The error message surfaces in DialogueError, so cargo run shows a precise complaint when someone typos the arguments.

Shadowing built-ins

You can re-register any name - register replaces an existing function. Handy if you want deterministic dice in tests:

#[cfg(test)]
runner.library_mut().register("dice", |_args| Ok(Value::Number(4.0)));

Your dialogue still writes dice(6, 3), but now it always yields 4. The script doesn’t change; the test becomes deterministic.

A game-sized example

Here’s a has_item function that checks the player’s inventory. The dialogue author doesn’t need to know anything about how items work - they just ask.
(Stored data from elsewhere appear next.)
PR #5753, opened 2026-08-18
Remove-why-ksp

budindepunk:
[KEDOC-323](https://youtrack.jetbrains.com/issue/KEDOC-323/Delete-Why-KSP-from-KSP-docs)

### DIFF
--- a/docs/kr.tree
+++ b/docs/kr.tree
@@ -356,7 +356,7 @@
             <toc-element toc-title="Compiler options" topic="compose-compiler-options.md"/>
         </toc-element>
         <toc-element toc-title="Kotlin Symbol Processing API">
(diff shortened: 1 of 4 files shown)


docs/kr.tree
```diff
@@ -358,7 +358,6 @@
         <toc-element toc-title="Kotlin Symbol Processing API">
             <toc-element toc-title="KSP overview" topic="ksp-overview.md"/>
```
koshachy: In this case, it is better to use Writerside redirect.
So there is no need to update `pages.yml`

```suggestion
            <toc-element accepts-web-file-names="ksp-why-ksp.html" toc-title="KSP overview" topic="ksp-overview.md"/>
```

koshachy (changes requested):

koshachy (approved):
LGTM!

let inventory = Arc::clone(&inventory_handle);

runner.library_mut().register("has_item", move |args| {
    let Some(Value::Text(item)) = args.first() else {
        return Err(DialogueError::Function {
            name: "has_item".into(),
            message: "expected one string argument (item id)".into(),
        });
    };
    Ok(Value::Bool(inventory.lock().unwrap().contains(item)))
});

runner.library_mut().register("count", {
    let inventory = Arc::clone(&inventory_handle);
    move |args| {
        let Some(Value::Text(item)) = args.first() else {
            return Err(DialogueError::Function {
                name: "count".into(),
                message: "expected one string argument (item id)".into(),
            });
        };
        Ok(Value::Number(inventory.lock().unwrap().count(item) as f64))
    }
});

And in the dialogue:

<<if has_item("rusty_key")>>
    Aria: The old key might fit this lock.
<<elseif has_item("lockpicks")>>
    Aria: We could pick it.
<<else>>
    Aria: Dead end. No way in.
<<endif>>

Merchant: {count("apple")} apples, is it? That's {count("apple") * 2} gold.

The story branches, counts, and does arithmetic on live game state - all from a .bub file a writer can edit without touching Rust.